• DATA PROVIDED:
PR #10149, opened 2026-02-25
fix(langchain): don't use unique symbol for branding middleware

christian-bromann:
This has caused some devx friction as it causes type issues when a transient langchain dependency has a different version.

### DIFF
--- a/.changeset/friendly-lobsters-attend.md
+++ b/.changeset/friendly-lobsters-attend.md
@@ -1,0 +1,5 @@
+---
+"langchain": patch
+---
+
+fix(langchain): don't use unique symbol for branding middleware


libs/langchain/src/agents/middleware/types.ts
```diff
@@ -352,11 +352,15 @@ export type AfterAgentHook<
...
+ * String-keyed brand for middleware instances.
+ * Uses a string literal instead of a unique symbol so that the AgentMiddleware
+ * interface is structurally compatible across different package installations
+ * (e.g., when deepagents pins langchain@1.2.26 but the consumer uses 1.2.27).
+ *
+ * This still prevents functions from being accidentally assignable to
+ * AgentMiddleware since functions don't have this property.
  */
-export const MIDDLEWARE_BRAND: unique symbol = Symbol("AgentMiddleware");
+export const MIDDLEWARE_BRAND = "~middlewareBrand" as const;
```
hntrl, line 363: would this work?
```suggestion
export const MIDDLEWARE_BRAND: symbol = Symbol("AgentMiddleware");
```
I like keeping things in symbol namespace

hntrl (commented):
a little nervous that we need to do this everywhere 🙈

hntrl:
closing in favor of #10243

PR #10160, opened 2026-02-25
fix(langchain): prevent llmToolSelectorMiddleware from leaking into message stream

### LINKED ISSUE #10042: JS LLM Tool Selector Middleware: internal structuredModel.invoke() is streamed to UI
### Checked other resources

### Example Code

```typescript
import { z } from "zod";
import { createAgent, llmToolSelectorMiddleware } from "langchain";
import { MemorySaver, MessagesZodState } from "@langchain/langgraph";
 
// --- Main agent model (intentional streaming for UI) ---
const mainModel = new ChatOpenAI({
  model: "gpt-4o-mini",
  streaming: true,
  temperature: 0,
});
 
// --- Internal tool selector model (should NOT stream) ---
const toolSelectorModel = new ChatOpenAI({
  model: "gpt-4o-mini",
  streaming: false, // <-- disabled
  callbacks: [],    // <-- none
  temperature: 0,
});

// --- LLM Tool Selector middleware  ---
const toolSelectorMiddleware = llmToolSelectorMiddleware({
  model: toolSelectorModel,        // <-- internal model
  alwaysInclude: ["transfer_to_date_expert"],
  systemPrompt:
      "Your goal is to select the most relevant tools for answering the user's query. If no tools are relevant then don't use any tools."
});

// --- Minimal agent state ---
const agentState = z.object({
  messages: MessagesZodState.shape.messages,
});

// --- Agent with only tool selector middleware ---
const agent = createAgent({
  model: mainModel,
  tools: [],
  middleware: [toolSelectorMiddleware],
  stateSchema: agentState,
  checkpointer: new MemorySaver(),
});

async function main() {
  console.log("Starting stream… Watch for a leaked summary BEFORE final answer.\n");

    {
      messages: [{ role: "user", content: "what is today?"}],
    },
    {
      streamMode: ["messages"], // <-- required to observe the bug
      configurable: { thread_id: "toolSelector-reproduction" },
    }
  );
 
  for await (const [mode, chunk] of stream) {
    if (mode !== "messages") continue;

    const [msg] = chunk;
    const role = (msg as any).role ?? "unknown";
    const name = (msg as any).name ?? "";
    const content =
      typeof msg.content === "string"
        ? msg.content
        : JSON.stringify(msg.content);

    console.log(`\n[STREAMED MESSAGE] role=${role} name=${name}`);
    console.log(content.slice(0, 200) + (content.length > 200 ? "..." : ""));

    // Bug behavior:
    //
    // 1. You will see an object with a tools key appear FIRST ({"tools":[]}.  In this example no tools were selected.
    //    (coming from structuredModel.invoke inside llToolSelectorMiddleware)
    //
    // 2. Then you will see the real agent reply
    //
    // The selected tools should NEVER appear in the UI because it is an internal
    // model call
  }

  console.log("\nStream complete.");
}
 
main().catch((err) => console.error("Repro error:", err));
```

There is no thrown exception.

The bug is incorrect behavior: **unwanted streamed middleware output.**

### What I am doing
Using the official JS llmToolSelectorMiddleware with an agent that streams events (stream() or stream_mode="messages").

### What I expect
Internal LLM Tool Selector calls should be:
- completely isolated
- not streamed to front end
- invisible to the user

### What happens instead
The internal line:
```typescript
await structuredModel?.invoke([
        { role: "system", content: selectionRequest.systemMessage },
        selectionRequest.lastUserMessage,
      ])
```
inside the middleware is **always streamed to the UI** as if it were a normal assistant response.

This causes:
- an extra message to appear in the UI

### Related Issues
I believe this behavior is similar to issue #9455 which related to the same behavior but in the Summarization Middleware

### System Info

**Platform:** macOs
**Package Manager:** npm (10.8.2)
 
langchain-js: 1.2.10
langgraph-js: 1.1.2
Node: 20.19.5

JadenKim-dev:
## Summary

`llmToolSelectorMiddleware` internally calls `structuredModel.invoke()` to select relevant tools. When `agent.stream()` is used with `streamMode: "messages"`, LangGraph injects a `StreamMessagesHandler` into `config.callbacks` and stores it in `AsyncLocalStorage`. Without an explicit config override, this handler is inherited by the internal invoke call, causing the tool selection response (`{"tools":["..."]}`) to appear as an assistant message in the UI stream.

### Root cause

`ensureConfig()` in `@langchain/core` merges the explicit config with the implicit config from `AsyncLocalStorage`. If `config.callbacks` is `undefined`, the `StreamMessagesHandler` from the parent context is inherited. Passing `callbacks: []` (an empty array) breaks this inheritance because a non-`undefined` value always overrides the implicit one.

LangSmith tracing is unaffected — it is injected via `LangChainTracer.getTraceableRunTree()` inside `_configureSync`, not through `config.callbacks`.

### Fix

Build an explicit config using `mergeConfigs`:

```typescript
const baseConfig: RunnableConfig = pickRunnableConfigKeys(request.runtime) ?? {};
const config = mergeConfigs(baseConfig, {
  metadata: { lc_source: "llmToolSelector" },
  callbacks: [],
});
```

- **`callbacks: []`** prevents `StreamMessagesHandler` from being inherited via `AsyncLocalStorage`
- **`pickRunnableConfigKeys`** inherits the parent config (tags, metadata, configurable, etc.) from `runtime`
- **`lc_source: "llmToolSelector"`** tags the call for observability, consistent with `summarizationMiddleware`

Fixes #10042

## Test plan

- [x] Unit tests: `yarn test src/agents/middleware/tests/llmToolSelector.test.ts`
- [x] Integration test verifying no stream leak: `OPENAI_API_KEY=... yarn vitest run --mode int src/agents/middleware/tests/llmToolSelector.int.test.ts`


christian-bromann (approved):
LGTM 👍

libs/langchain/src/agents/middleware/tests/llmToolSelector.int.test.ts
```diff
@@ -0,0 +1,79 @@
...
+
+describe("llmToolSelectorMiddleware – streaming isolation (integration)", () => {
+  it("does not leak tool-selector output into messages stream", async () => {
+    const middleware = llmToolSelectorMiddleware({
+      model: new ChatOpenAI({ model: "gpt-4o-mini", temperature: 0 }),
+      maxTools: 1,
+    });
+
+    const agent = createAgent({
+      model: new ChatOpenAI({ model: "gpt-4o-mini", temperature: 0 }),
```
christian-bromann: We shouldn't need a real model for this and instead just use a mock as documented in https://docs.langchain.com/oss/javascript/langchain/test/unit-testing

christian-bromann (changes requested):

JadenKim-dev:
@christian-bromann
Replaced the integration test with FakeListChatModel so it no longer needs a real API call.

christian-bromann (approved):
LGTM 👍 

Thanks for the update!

• PROBLEM DESCRIPTION:
From the preceding material, extract every line exactly.

• EXERCISE RESULT:
PR #10149, opened 2026-02-25
fix(langchain): don't use unique symbol for branding middleware

christian-bromann:
This has caused some devx friction as it causes type issues when a transient langchain dependency has a different version.

### DIFF
--- a/.changeset/friendly-lobsters-attend.md
+++ b/.changeset/friendly-lobsters-attend.md
@@ -1,0 +1,5 @@
+---
+"langchain": patch
+---
+
+fix(langchain): don't use unique symbol for branding middleware


libs/langchain/src/agents/middleware/types.ts
```diff
@@ -352,11 +352,15 @@ export type AfterAgentHook<
...
+ * String-keyed brand for middleware instances.
+ * Uses a string literal instead of a unique symbol so that the AgentMiddleware
+ * interface is structurally compatible across different package installations
+ * (e.g., when deepagents pins langchain@1.2.26 but the consumer uses 1.2.27).
+ *
+ * This still prevents functions from being accidentally assignable to
+ * AgentMiddleware since functions don't have this property.
  */
-export const MIDDLEWARE_BRAND: unique symbol = Symbol("AgentMiddleware");
+export const MIDDLEWARE_BRAND = "~middlewareBrand" as const;
```
hntrl, line 363: would this work?
```suggestion
export const MIDDLEWARE_BRAND: symbol = Symbol("AgentMiddleware");
```
I like keeping things in symbol namespace

hntrl (commented):
a little nervous that we need to do this everywhere 🙈

hntrl:
closing in favor of #10243

PR #10160, opened 2026-02-25
fix(langchain): prevent llmToolSelectorMiddleware from leaking into message stream

### LINKED ISSUE #10042: JS LLM Tool Selector Middleware: internal structuredModel.invoke() is streamed to UI
### Checked other resources

### Example Code

```typescript
import { z } from "zod";
import { createAgent, llmToolSelectorMiddleware } from "langchain";
import { MemorySaver, MessagesZodState } from "@langchain/langgraph";
 
// --- Main agent model (intentional streaming for UI) ---
const mainModel = new ChatOpenAI({
  model: "gpt-4o-mini",
  streaming: true,
  temperature: 0,
});
 
// --- Internal tool selector model (should NOT stream) ---
const toolSelectorModel = new ChatOpenAI({
  model: "gpt-4o-mini",
  streaming: false, // <-- disabled
  callbacks: [],    // <-- none
  temperature: 0,
});

// --- LLM Tool Selector middleware  ---
const toolSelectorMiddleware = llmToolSelectorMiddleware({
  model: toolSelectorModel,        // <-- internal model
  alwaysInclude: ["transfer_to_date_expert"],
  systemPrompt:
      "Your goal is to select the most relevant tools for answering the user's query. If no tools are relevant then don't use any tools."
});

// --- Minimal agent state ---
const agentState = z.object({
  messages: MessagesZodState.shape.messages,
});

// --- Agent with only tool selector middleware ---
const agent = createAgent({
  model: mainModel,
  tools: [],
  middleware: [toolSelectorMiddleware],
  stateSchema: agentState,
  checkpointer: new MemorySaver(),
});

async function main() {
  console.log("Starting stream… Watch for a leaked summary BEFORE final answer.\n");

    {
      messages: [{ role: "user", content: "what is today?"}],
    },
    {
      streamMode: ["messages"], // <-- required to observe the bug
      configurable: { thread_id: "toolSelector-reproduction" },
    }
  );
 
  for await (const [mode, chunk] of stream) {
    if (mode !== "messages") continue;

    const [msg] = chunk;
    const role = (msg as any).role ?? "unknown";
    const name = (msg as any).name ?? "";
    const content =
      typeof msg.content === "string"
        ? msg.content
        : JSON.stringify(msg.content);

    console.log(`\n[STREAMED MESSAGE] role=${role} name=${name}`);
    console.log(content.slice(0, 200) + (content.length > 200 ? "..." : ""));

    // Bug behavior:
    //
    // 1. You will see an object with a tools key appear FIRST ({"tools":[]}.  In this example no tools were selected.
    //    (coming from structuredModel.invoke inside llToolSelectorMiddleware)
    //
    // 2. Then you will see the real agent reply
    //
    // The selected tools should NEVER appear in the UI because it is an internal
    // model call
  }

  console.log("\nStream complete.");
}
 
main().catch((err) => console.error("Repro error:", err));
```

There is no thrown exception.

The bug is incorrect behavior: **unwanted streamed middleware output.**

### What I am doing
Using the official JS llmToolSelectorMiddleware with an agent that streams events (stream() or stream_mode="messages").

### What I expect
Internal LLM Tool Selector calls should be:
- completely isolated
- not streamed to front end
- invisible to the user

### What happens instead
The internal line:
```typescript
await structuredModel?.invoke([
        { role: "system", content: selectionRequest.systemMessage },
        selectionRequest.lastUserMessage,
      ])
```
inside the middleware is **always streamed to the UI** as if it were a normal assistant response.

This causes:
- an extra message to appear in the UI

### Related Issues
I believe this behavior is similar to issue #9455 which related to the same behavior but in the Summarization Middleware

### System Info

**Platform:** macOs
**Package Manager:** npm (10.8.2)
 
langchain-js: 1.2.10
langgraph-js: 1.1.2
Node: 20.19.5

JadenKim-dev:
## Summary

`llmToolSelectorMiddleware` internally calls `structuredModel.invoke()` to select relevant tools. When `agent.stream()` is used with `streamMode: "messages"`, LangGraph injects a `StreamMessagesHandler` into `config.callbacks` and stores it in `AsyncLocalStorage`. Without an explicit config override, this handler is inherited by the internal invoke call, causing the tool selection response (`{"tools":["..."]}`) to appear as an assistant message in the UI stream.

### Root cause

`ensureConfig()` in `@langchain/core` merges the explicit config with the implicit config from `AsyncLocalStorage`. If `config.callbacks` is `undefined`, the `StreamMessagesHandler` from the parent context is inherited. Passing `callbacks: []` (an empty array) breaks this inheritance because a non-`undefined` value always overrides the implicit one.

LangSmith tracing is unaffected — it is injected via `LangChainTracer.getTraceableRunTree()` inside `_configureSync`, not through `config.callbacks`.

### Fix

Build an explicit config using `mergeConfigs`:

```typescript
const baseConfig: RunnableConfig = pickRunnableConfigKeys(request.runtime) ?? {};
const config = mergeConfigs(baseConfig, {
  metadata: { lc_source: "llmToolSelector" },
  callbacks: [],
});
```

- **`callbacks: []`** prevents `StreamMessagesHandler` from being inherited via `AsyncLocalStorage`
- **`pickRunnableConfigKeys`** inherits the parent config (tags, metadata, configurable, etc.) from `runtime`
- **`lc_source: "llmToolSelector"`** tags the call for observability, consistent with `summarizationMiddleware`

Fixes #10042

## Test plan

- [x] Unit tests: `yarn test src/agents/middleware/tests/llmToolSelector.test.ts`
- [x] Integration test verifying no stream leak: `OPENAI_API_KEY=... yarn vitest run --mode int src/agents/middleware/tests/llmToolSelector.int.test.ts`


christian-bromann (approved):
LGTM 👍

libs/langchain/src/agents/middleware/tests/llmToolSelector.int.test.ts
```diff
@@ -0,0 +1,79 @@
...
+
+describe("llmToolSelectorMiddleware – streaming isolation (integration)", () => {
+  it("does not leak tool-selector output into messages stream", async () => {
+    const middleware = llmToolSelectorMiddleware({
+      model: new ChatOpenAI({ model: "gpt-4o-mini", temperature: 0 }),
+      maxTools: 1,
+    });
+
+    const agent = createAgent({
+      model: new ChatOpenAI({ model: "gpt-4o-mini", temperature: 0 }),
```
christian-bromann: We shouldn't need a real model for this and instead just use a mock as documented in https://docs.langchain.com/oss/javascript/langchain/test/unit-testing

christian-bromann (changes requested):

JadenKim-dev:
@christian-bromann
Replaced the integration test with FakeListChatModel so it no longer needs a real API call.

christian-bromann (approved):
LGTM 👍 

Thanks for the update!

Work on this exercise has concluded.